Using the records below, write out again exactly the lines that begin at the line containing "charge() takes an" and end at the line containing "(diff shortened: 1 of 2 files shown)", and no other lines.

[Saved entries]
○ ○ ○ ○

PR #126, opened 2014-11-29
General charges on a customer (one time purchases)

davidxd33:
As a remake of #96, this will introduce general charges on a given card or customer aka one time purchases.

```php
$user = Auth::user();
$token = Input::get('stripeToken');

$user->card($token)
     ->charge([
         "amount" => 1500,
         "currency" => "usd",

         // additional properties...
     ]);
```

If you omit the token, it will try an search for a card stored on the customer object else throw an exception. When a charge is successful, it will return a charge object that you can catch and store. 

If a customer doesn't exist, it will create the customer with/without a card. If without a card, it will store the customer as well as throw an exception once a charge is made without a card. 

charge() takes an optional second parameter for defining user properties.

### DIFF
--- a/src/Laravel/Cashier/BillableTrait.php
+++ b/src/Laravel/Cashier/BillableTrait.php
@@ -17,7 +17,7 @@ trait BillableTrait {
 	/**
 	 * Manipulate a card or a card in storage.
 	 * 
-	 * @param  string|null $token
+	 * @param  string|null  $token
 	 * @return \Laravel\Cashier\StripeGateway
 	 */
 	public function card($token = null) {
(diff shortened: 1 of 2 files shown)


srtfisher:
+1

jasondavis:
+1 this or any other implementation that adds this simple feature finally!  Pleeeease somebody!

auro1:
+1 perhaps this could also be integrated as invoiceitems? so billing could still only happen once a month

kallepa:
+1

GrahamCampbell:
The merge conflicts need resolving.

smick:
+ 1

DraperStudio:
:+1:

BrianDillingham:
+1

davidxd33:
This will likely not be merged but will be implemented in another form in the future; possibly in Laravel 5.1+.

See https://github.com/laravel/cashier/pull/96#issuecomment-67557549

taylorotwell:
Done a little differently.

○ ○ ○ ○

**Response:**
charge() takes an optional second parameter for defining user properties.

### DIFF
--- a/src/Laravel/Cashier/BillableTrait.php
+++ b/src/Laravel/Cashier/BillableTrait.php
@@ -17,7 +17,7 @@ trait BillableTrait {
 	/**
 	 * Manipulate a card or a card in storage.
 	 * 
-	 * @param  string|null $token
+	 * @param  string|null  $token
 	 * @return \Laravel\Cashier\StripeGateway
 	 */
 	public function card($token = null) {
(diff shortened: 1 of 2 files shown)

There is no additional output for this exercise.